Hülserin schreibt von "Bollywood und Rübenkraut"
Natalie Tenberg arbeitet als Journalistin. Jetzt ist ihr erstes Buch auf dem Markt.
Krefeld. Fragt man Deutsche danach, was ihnen zu Indien einfällt, dann werden wohl viele spontan mit „Bollywood“ antworten. Aber Inder, die bei der Erwähnung von Deutschland an Rübenkraut denken? „Stimmt, wenn es eine zweite Auflage gibt, sollte sie vielleicht ’Bollywood und Mercedes Benz’ heißen, aber Rübenkraut ist einfach so schön niederrheinisch“, sagt Natalie Tenberg.
Die 37-jährige Hülserin, die mit ihrem Mann und zwei Kindern in Berlin-Pankow lebt, erzählt in ihrem Erstlingswerk episodenhaft die Geschichte ihrer deutsch-indischen Familie. Das beginnt bei der Hochzeit ihrer Eltern in Krefeld, bei der ihre indische Großmutter Nanna die Vorzüge des niederrheinischen Apfelkorns kennenlernt. Und auch am Ende steht eine Hochzeit, allerdings diesmal in Indien, die Hochzeit ihres Cousins.
Natalie Tenberg, die in Maastricht ein „tolles Studium“ der Betriebswirtschaftslehre absolviert hat, bewarb sich, so sagt sie, „ohne Ratgeber oder Bewerbungstrainer“ bei der Berliner Tageszeitung taz für ein Praktikum. „Eigentlich war ich echt überrascht, dass ich genommen wurde. Aber über das Praktikum bin ich zur freien Mitarbeit, dann zur Vertretung und schließlich zur Arbeit in der Redaktion gekommen.“
Als Redakteurin bei der Tageszeitung sei es ihr aber irgendwann so vorgekommen, als sei sie fortwährend von der Aktualität der Ereignisse getrieben gewesen. „Man packt Tag für Tag die Zeitung voll, und das macht mir wirklich Spaß. Aber ich wollte auch mal etwas machen, das über einen längeren Zeitraum geht. Und im Gespräch mit Kollegen, die mich nach meiner indischen Familie gefragt haben, ist mir klargeworden, dass ich die Geschichten einfach gerne erzähle.“ Außerdem habe sie gemerkt, dass das Interesse an Indien und der indischen Kultur in Deutschland groß sei.

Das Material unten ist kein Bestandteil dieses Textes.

PR #485, opened 2016-05-21
Scale view controller

squirrelo:
This adds the scale view controller, as well as breaks out the numeric and non-numeric values finding into its own testable util function due to edge cases found.

scaleviewcontroller


jsdoc-config.json
```diff
@@ -0,0 +1,19 @@
+{
```
ElDeveloper: Did the commits get scrambled?

squirrelo: No, file was needed to test compliance and accidentally got committed.

emperor/support_files/js/scale-editor.js
```diff
@@ -0,0 +1,96 @@
...
+      $input = $sliderDiv.slider({
+        range: 'max',
+        min: 0.1,
+        max: 5.0,
+        value: args.item.value,
+        step: 0.1,
+        slide: function(event, ui) {
+          $viewval.val(ui.value);
+          args.item.value = ui.value;
+        }
```
ElDeveloper: Do you think we could subscribe an `onchange`/`changed`/`finshedchanging` callback to this slider so that we don't have to wait to click the grid for the values to change? This can be done similarly to `color-editor`, see this line:
https://github.com/biocore/emperor/blob/new-api/emperor/support_files/js/color-editor.js#L64

The idea behind it, is that once you want to update the value, you just "commit" the changes to the grid, and the visual elements should be updated.

emperor/support_files/js/scale-view-controller.js
```diff
@@ -0,0 +1,278 @@
...
+    /**
+     * jQuery node for checkbox controlling whether to scale by values or not
+     * @type {Node}
+     */
+    this.$scaledValue = $('<input type="checkbox">');
+    /**
+     * jQuery node for label of $scaledValues
+     * @type {Node}
+     */
+    this.$scaledLabel = $('<label for="scaledValue">Scale by values</label>');
```
ElDeveloper: Does label thing need the "for" tag?

emperor/support_files/js/scale-view-controller.js
```diff
@@ -0,0 +1,278 @@
...
+        var data = decompViewDict.setCategory(
+          attributes, scope.setPlottableAttributes, category);
+
+        scope.setSlickGridDataset(data);
+      },
+      'slickGridColumn': {id: 'title', name: '', field: 'value',
+        sortable: false, maxWidth: SLICK_WIDTH,
+        minWidth: SLICK_WIDTH,
+        autoEdit: true,
+        //formatter: Slick.Formatters.Checkmark,
```
ElDeveloper: Can you remove this line?

emperor/support_files/js/scale-view-controller.js
```diff
@@ -0,0 +1,278 @@
...
+  ScaleViewController.prototype.constructor = EmperorAttributeABC;
+
+  /**
+   * Converts the current instance into a JSON string.
+   *
+   * @return {Object} JSON ready representation of self.
+   */
+  ScaleViewController.prototype.toJSON = function() {
+    var json = EmperorAttributeABC.prototype.toJSON.call(this);
+    var sliderVal = this.$globalDiv.children('input').val();
```
ElDeveloper: Minor, but any reason to create this variable to then assign it right below?

emperor/support_files/js/scale-view-controller.js
```diff
@@ -0,0 +1,278 @@
...
+   * Resizes the container and the individual elements.
+   *
+   * Note, the consumer of this class, likely the main controller should call
+   * the resize function any time a resizing event happens.
+   *
+   * @param {float} width the container width.
+   * @param {float} height the container height.
+   */
+  ScaleViewController.prototype.resize = function(width, height) {
+    this.$body.height(this.$canvas.height() - this.$header.height());
```
ElDeveloper: Any reason why the body needs to be resized here? It gets resized again when the `super.resize` is getting called.

emperor/support_files/js/scale-view-controller.js
```diff
@@ -0,0 +1,278 @@
...
+        alert('Non-numeric values detected. These will be hidden!');
+      }
+
+      //scale remaining values between 1 and 5 scale
+      var min = _.min(numeric);
+      var max = _.max(numeric);
+      var range = max - min;
+      _.each(numeric, function(element) {
+          scale[element] = Math.round(
+            (1 + (element - min) * 4 / range) * 10000) / 10000;
```
ElDeveloper: Would you mind adding some comments explaining what's going on here?

emperor/support_files/js/util.js
```diff
@@ -89,6 +89,27 @@ define(['underscore'], function(_) {
 
   /**
    *
+   * Split list of string values into numeric and non-numeric values
+   * @param {String[]} values The values to check
+   * @return {Numeric[]} Array of numeric values, converted to numbers
```
ElDeveloper: Shouldn't this be a list of lists? Or is the convention to use two `@return` tags?

emperor/support_files/js/util.js
```diff
@@ -89,6 +89,27 @@ define(['underscore'], function(_) {
...
+    var nonNumeric = [];
+    _.each(values, function(element) {
+        if (!isNaN(element) && isFinite(+element) && Number(element) !== 0) {
+          numeric.push(+element);
+        }
+        else {
+          nonNumeric.push(element);
+        }
+      });
+    return [numeric, nonNumeric];
```
ElDeveloper: I was thinking about how this function is being used and it may make more sense to return an object instead of the array? Something like:

```javascript
function thyFunction(values){
    // ...
    return {numeric: numeric, nonNumeric: nonNumeric};
}
```

Later the code that uses this can just refer to the appropriate properties in a named manner instead of having to assign these to variables, what do you think?

ElDeveloper:
This works as advertised 👏 !! I made a few comments on the code that should be easy to address. The only thing I noticed: the width of the cell that displays the sliders is taking over the real estate to display the metadata on the right column. It seems like the width could be much smaller, because it mostly displays just a number from 1 to 5. From what I can tell, the reason why it currently is set at that width is because it needs that space for the slider, could we just show a hovering slider instead? Or can you think of an alternative that only ever spans a larger width when needed?

ElDeveloper:
PS - Scale by values is indeed a *strange* feature.

emperor/support_files/js/scale-view-controller.js
squirrelo: Originally it allowed for clicking the label as well to check the box, but since we're not using ids for things I can remove it.

emperor/support_files/js/scale-view-controller.js
squirrelo: Readability and length of line mostly. Squashed to one line now.

emperor/support_files/js/scale-view-controller.js
squirrelo: The issue here is order of ops. the slider needing `this.$globalDiv.width()` means that the body needs to be at the correct size before we do the controller-specific resizing, but the operations in the super need to be done after the controller specific resizing. This allows things to happen in the correct order.

emperor/support_files/js/scale-view-controller.js
squirrelo: yup, done.

emperor/support_files/js/util.js
squirrelo: Makes sense for ease of use. Done.

squirrelo:
I'll try the hover scaling and see how it functions. If it works, I'll commit and add a gif.

squirrelo:
Floating divs added, and here is how they look: 
scaleviewcontroller

emperor/support_files/js/shape-editor.js
```diff
@@ -35,6 +35,11 @@ function($, _, DecompositionView, ViewControllers, shapes) {
     this.init = function() {
       $input = shapes.$shapesDropdown;
       $input.appendTo(args.container);
+      $input.on('change', function() {
+        // commit the changes as soon as a new color is selected
```
ElDeveloper: color -> shape

squirrelo:
Ready to go again

ElDeveloper:
@squirrelo, thanks for making these changes, the code is looking good! So glad we have jshint and everything setup 👍 

I noticed a few glitches though:

1) Slider spans wider than the grid itself (quick guess you may be taking the width of the entire row vs just a column?:

screen shot 2016-06-08 at 10 40 49 pm

2) The global update seems to update size on every change event, I think this needs to be changed so we make sure large datasets don't choke when someone wiggles that slider.

3) When I click to scale numerically, it resets the values of all categories to 1, see the animated GIF below:

rescale

Let me know if you need help, and sorry for the slow response! 🕙

squirrelo:
Good catch on those. I've moved the global update to only change on release of the mouse, so only when a value is set. The scaling by value reset issue is fixed through better handling of the error thrown.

Viele der Geschichten, gerade die am Anfang des Buches, kennt Natalie Tenberg nur aus Erzählungen von ihren Eltern. „Klar, die wurden früher gerne am Essenstisch erzählt. Aber für das Buch musste ich natürlich noch einmal nachfragen.“
Zum Beispiel, wie das genau mit dem Apfelkorn war. Eines der ersten Kapitel im Buch handelt davon, wie sich Tenbergs Großmütter, nach anfänglichen kulturellen Missverständnissen, näherkamen: durch ebendiesen typisch niederrheinischen Apfelkorn. „Noch heute haben meine Eltern eine Flasche zu Hause herumstehen, aber ich bin mir nicht sicher, ob die Beiden überhaupt davon trinken“, verrät die 37-Jährige.
Eine andere Delikatesse aus Deutschland hatte es Tenbergs indischer Großmutter Nanna sogar so sehr angetan, dass auf jede Indienreise ein Becher für die Oma mitgenommen werden musste: Das Grafschafter Rübenkraut aus Deutschland bekamen nicht einmal gute Freunde zu sehen, so heilig war es der indischen Dame.
Auch heute hat Tenberg noch Kontakt nach Indien. Früher ging das häufig über Telefon oder Briefe. „Aber heute, mit den Möglichkeiten des Internets, geht das Meiste über Whatsapp oder Skype.“
Teilweise sei das auch wirklich praktisch: „Oft wollen die Tanten, Onkeln, Cousins oder Cousinen unsere Kinder sehen. Der Familiensinn ist in Indien viel stärker ausgeprägt als hier in Deutschland.“ Ein anderer großer Unterschied sei auch in der generellen Lebenseinstellung zu sehen: „Der Inder sieht im Chaos immer die Chance für einen Neuanfang. Für den Deutschen ist Chaos eher der Anfang vom Ende“, sagt sie und lacht.